[[ Dataset excerpts open ]]

PR #161, opened 2022-01-20
CALL_METHOD inline caches

kmod:
I was thinking about the second line of the following code snippet:
```
l = []
l.append(x)
```

Ideally we would emit code that looks something like
```
if (PyList_CheckExact(l))
  PyList_Append(l, x);
else
  slowpath();
```

However here's what we do currently:

```
LOAD_FAST:

LOAD_METHOD:
set lasti
test for tracing
jump if tracing
load l from frame
incref l
move l onto the value stack
adjust the value stack pointer
load the type
check the version tag
not-taken jump to guard failure
load the dict offset
test the dict offset
take jump to dict check success
load the constant attribute value into rax
incref it
put it onto the stack
copy l from rdi to rax

CALL_METHOD:
set lasti
test for tracing
jump if tracing
copy rax (l) onto the value stack
adjust the value stack
copy tstate to rdi [arg1]
copy value stack pointer to rsi [arg2]
set rdx [arg3] to zero (using an xor)
cmpq + sbb (adjust arg3 by one if a method is found)
call aot function

call_functionMethodDescr2
[this is abbreviated, it's quite a few assembly instructions]
push 5 regs
guard on oparg
fetch f->ob_type
cmp it to PyMethodDescr_Type
jne if failed
check tstate->tracing
load the vectorcall
check if its null (for tpcall style)
load method_vectorcall_noargs
check if its that
call _PyObject_RealIsSubclass
check for recursion limit being exceeded
load func->d_method->ml_meth
test if its null
call it
decref something
decref something else
return

adjust vsp back by 16
test if rax is null (exception)
je if exception (not taken)

POP_TOP
mov rax to rdi
decref rdi
je if deallocated
```

The basis of this PR is that we have an extremely good guess of the exact object that will be called in the CALL_METHOD bytecode, since it is stored in the inline cache for the corresponding LOAD_METHOD bytecode.

This PR specifically targets calling "method descriptors" (methods that are builtin fuctions) of builtin classes.

So with this PR the above simplifies to

```
LOAD_FAST

LOAD_METHOD
set lasti
test for tracing
jump if tracing
load l
incref l
store l to the value stack
adjust value stack pointer
check if this is list
jump for guard failure
mov list.append to rax
store rax to the value stack
mov l back to rax

LOAD_FAST

CALL_METHOD
set lasti
test for tracing
jump for tracing
load x
incref x
move x to the value stack
move rax (l) to the value stack
adjust the value stack
load tstate->use_tracing
check if tstate->use_tracing is nonzero
jump if it's nonzero
load the method object from the value stack
check if its null
jump if its null
load self (l) from the value stack
check if its type is list
jump if its not a list
load x from the value stack into rsi (arg2)
call list_append
load x from the value stack
decref it
jump if dealloc
load al from the value stack
decref it
jump if dealloc
adjust the value stack
check for an exception
jump for exception

POP_TOP
move the result from rax to rdi
decref it
jump if deallocd        
```

Which includes the following optimizations:
- no more incref+decref of list.append (it's immortal now)
- Instead of checking the version tag and then the dictoffset, we just check if the type is list
- inline call_functionMethodDescr2
- skip all the guards inside call_functionMethodDescr2 once we know the exact value of the callable

This results in a pretty large reduction in the overhead of these calls. Here are some timings of these kinds of functions -- this is the total time to call the function, including all the bookkeeping overhead and the actual work of the function itself:

```
list.clear: 6.8ns before, 3.6ns now
list.append: 12ns before, 10ns now
list.insert: 20ns before, 15ns now
dict.pop: 8ns before, 6ns now
str.startswith: 17ns before, 14ns now
```

Unfortunately the behavior of this PR seems pretty different on my two machines, which I presume is due to one being an AMD cpu and the other being an Intel CPU. This PR is not a ton of help on the AMD cpu, and sometimes seems to hurt it (seems to be due to extra icache pressure from the additional code). On my intel cpu it speeds up the macrobenchmarks by about 1%:

```
  system 31.98+-0.21              net +0.0%
b704af68 25.39+-0.03              net -20.6% Add some more trace examples
44c2a121 25.32+-0.04  -0.3%+-0.2% net -20.8% Add a new loadattr cache type
8b2b8964 25.30+-0.02  -0.1%+-0.1% net -20.9% Implement CALL_METHOD "hinting"
5e89aee4 25.17+-0.03  -0.5%+-0.1% net -21.3% Specialize for 1-arg calls as well
b38929d1 25.20+-0.02  +0.1%+-0.1% net -21.2% Add fastcall support to the method hints
709c8bac 25.21+-0.03  +0.0%+-0.1% net -21.2% Small makefile bug
c6ef5680 25.18+-0.03  -0.1%+-0.1% net -21.3% Cap how many decrefs we'll inline
8a644ce9 25.13+-0.02  -0.2%+-0.1% net -21.4% Create specialized versions of decref_array
6fe7c029 25.24+-0.02  +0.4%+-0.1% net -21.1% Test that exposes a segfault
0ab3d9bd 25.12+-0.04  -0.5%+-0.1% net -21.5% Add an additional guard to fix this bug
7711c177 25.11+-0.03  -0.1%+-0.1% net -21.5% Make builtin methods immortal to avoid inc/decrefs
c4b1b2a9 25.19+-0.02  +0.3%+-0.1% net -21.2% Handle VARARGS methods
daeb0440 25.10+-0.04  -0.4%+-0.1% net -21.5% Support method_call ics for methods that take keyw
2b07f84b 25.08+-0.05  -0.1%+-0.2% net -21.6% Now that we handle all method types, clean this up
51105afe 25.11+-0.01  +0.1%+-0.2% net -21.5% Add in a check for tracing
```

I checked one of the benchmarks and all the remaining calls to call_functionMethodDescr* are due to calling method descriptors of subclasses of builtin classes (such as OrderedDict), which I think is possible to handle but seems to be a pretty minor case.

Future work:
- We could do this same optimization with LOAD_GLOBAL + CALL_FUNCTION pairs
- I'm not sure how to do this, but if we were able to fuse the LOAD_METHOD and CALL_METHOD bytecodes together, then we could remove the duplicate guards, and get rid of a bunch of stack manipulations and refcounting operations. Unfortunately those two bytecodes are not next to each other except for 0-arg calls.
- There's still a lot of value-stack manipulation in the inline cache which I think could be deferred to the slowpath
- We know that list_append always returns None (or NULL), so we could skip decreffing it.

### DIFF
--- a/Python/aot_ceval_jit.c
+++ b/Python/aot_ceval_jit.c
@@ -2315,7 +2315,7 @@ void* jit_func(PyCodeObject* co, PyThreadState* tstate) {
                 CallMethodHint* hint = Dst->call_method_hints;
                 Dst->call_method_hints = hint->next;
 
-                if (hint->attr) {
+                if (hint->attr && hint->meth_found) {
                     int num_args = oparg + hint->meth_found; // number of arguments to the function, including a potential "self"
                     int num_vs_args = num_args + 1; // number of python values; one more than the number of arguments since it includes the callable
 
@@ -2324,11 +2324,22 @@ void* jit_func(PyCodeObject* co, PyThreadState* tstate) {
                         void* funcptr = method->d_method->ml_meth;
 
                         if (funcptr && _PyObject_RealIsSubclass((PyObject*)hint->type, (PyObject *)PyDescr_TYPE(method))) {
+                            // Strategy:
+                            // First guard that meth != NULL.
+                            // We need this to verify that the object in the "self" stack slot
+                            // is actually the self object and not a non-method attribute.
+                            //
+                            // Then guard that self->ob_type == hint->type
+                            //
                             // We skip the recursion check since we know we did one when
                             // entering this python frame.
-                            if (method->vectorcall == method_vectorcall_NOARGS && num_args == 1) {
-                                | mov arg1, [vsp - 8 * num_args] // self
 
+                            if (method->vectorcall == method_vectorcall_NOARGS && num_args == 1) {
+                                | mov arg1, [vsp - 8 * num_vs_args] // callable
+                                | test arg1, arg1
+                                | je >1
+
+                                | mov arg1, [vsp - 8 * num_args] // self
                                 | cmp_imm_mem [arg1 + offsetof(PyObject, ob_type)], hint->type
                                 | jne >1
 
@@ -2336,8 +2347,11 @@ void* jit_func(PyCodeObject* co, PyThreadState* tstate) {
 
                                 wrote_inline_cache = 1;
                             } else if (method->vectorcall == method_vectorcall_O && num_args == 2) {
-                                | mov arg1, [vsp - 8 * num_args] // self
+                                | mov arg1, [vsp - 8 * num_vs_args] // callable
+                                | test arg1, arg1
+                                | je >1
 
+                                | mov arg1, [vsp - 8 * num_args] // self
                                 | cmp_imm_mem [arg1 + offsetof(PyObject, ob_type)], hint->type
                                 | jne >1
 
@@ -2347,6 +2361,10 @@ void* jit_func(PyCodeObject* co, PyThreadState* tstate) {
 
                                 wrote_inline_cache = 1;
                             } else if (method->vectorcall == method_vectorcall_FASTCALL) {
+                                | mov arg1, [vsp - 8 * num_vs_args] // callable
+                                | test arg1, arg1
+                                | je >1
+
                                 | mov arg1, [vsp - 8 * num_args] // self
 
                                 | cmp_imm_mem [arg1 + offsetof(PyObject, ob_type)], hint->type
--- a/Python/aot_ceval_jit.c
+++ b/Python/aot_ceval_jit.c
@@ -227,7 +227,9 @@ Py_ssize_t lookdict_split(PyDictObject *mp, PyObject *key, Py_hash_t hash, PyObj
 PyObject * method_vectorcall_NOARGS(PyObject *func, PyObject *const *args, size_t nargsf, PyObject *kwnames);
 PyObject * method_vectorcall_O(PyObject *func, PyObject *const *args, size_t nargsf, PyObject *kwnames);
 PyObject * method_vectorcall_FASTCALL(PyObject *func, PyObject *const *args, size_t nargsf, PyObject *kwnames);
+PyObject * method_vectorcall_FASTCALL_KEYWORDS(PyObject *func, PyObject *const *args, size_t nargsf, PyObject *kwnames);
 PyObject * method_vectorcall_VARARGS(PyObject *func, PyObject *const *args, size_t nargsf, PyObject *kwnames);
+PyObject * method_vectorcall_VARARGS_KEYWORDS(PyObject *func, PyObject *const *args, size_t nargsf, PyObject *kwnames);
 
 static void decref_array(PyObject** vec, int n) {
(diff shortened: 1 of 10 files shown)


Python/aot_ceval_jit.c
```diff
@@ -2246,6 +2309,133 @@ void* jit_func(PyCodeObject* co, PyThreadState* tstate) {
...
+
+                            JIT_ASSERT(sizeof(tstate->use_tracing) == 4, "");
+                            | mov eax, [tstate + offsetof(PyThreadState, use_tracing)]
+                            | test eax, eax
+                            | jne >1
+
+                            | mov arg1, [vsp - 8 * num_vs_args] // callable
+                            | test arg1, arg1
+                            | je >1
+
```
undingen, line 2357: Replacing this mov+test compinations with the following code should save two instructions. I guess this will likely not change perf but I think it makes the code also a bit more readable because it's clear that it's just a guard and later code is not reading the register.
```
                            | cmp dword [tstate + offsetof(PyThreadState, use_tracing)], 0
                            | jne >1

                            | cmp dword [vsp - 8 * num_vs_args], 0 // callable
                            | je >1
```

Python/aot_ceval_jit.c
```diff
@@ -2246,6 +2309,133 @@ void* jit_func(PyCodeObject* co, PyThreadState* tstate) {
...
+                if (hint->attr && hint->meth_found) {
+                    int num_args = oparg + hint->meth_found; // number of arguments to the function, including a potential "self"
+                    int num_vs_args = num_args + 1; // number of python values; one more than the number of arguments since it includes the callable
+
+                    if (hint->attr->ob_type == &PyMethodDescr_Type) {
+                        PyMethodDescrObject* method = (PyMethodDescrObject*)hint->attr;
+                        void* funcptr = method->d_method->ml_meth;
+
+                        if (funcptr && _PyObject_RealIsSubclass((PyObject*)hint->type, (PyObject *)PyDescr_TYPE(method))) {
+                            wrote_inline_cache = 1;
```
undingen, line 2334: if you already set `wrote_inline_cache=1` here the later assignments can be removed.

Python/aot_ceval_jit.c
```diff
@@ -3129,6 +3332,14 @@ void* jit_func(PyCodeObject* co, PyThreadState* tstate) {
     free(Dst->known_defined);
     Dst->known_defined = NULL;
 
+    CallMethodHint *hint = Dst->call_method_hints;
+    Dst->call_method_hints = NULL;
+    while (hint) {
+        CallMethodHint *new_hint = hint->next;
```
undingen, line 3346: I think this code to free the memory never gets reached because AFAIK all the CALL_METHODs remove an element from the list. If this is here to catch unpaired LOAD_METHOD/CALL_METHOD we require a `free(hint)` at the end of the IC.

undingen (commented):
Wow this is a very cool PR.
As said on the call seeing the overhead written down like you did make it look quite bad :-P glad you managed to remove some of it.
I have three small comments:
- some wrote_inline_cache=1 can be removed
- generate two instructions less per method ic
- missing free(hint)

I could also confirm about 1% speedup on make measure on my intel alder lake

kmod:
Ah good catches! I pushed a couple new commits that address them.

Python/aot_ceval_jit.c
undingen: good think you also catched my `cmp dword error` which should have been a `qword` like you wrote.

[[ Dataset excerpts closed ]]

* **Work request**:
Give a single number: the count of lines above that include the word "funcptr".

* **Reply to the exercise**:
4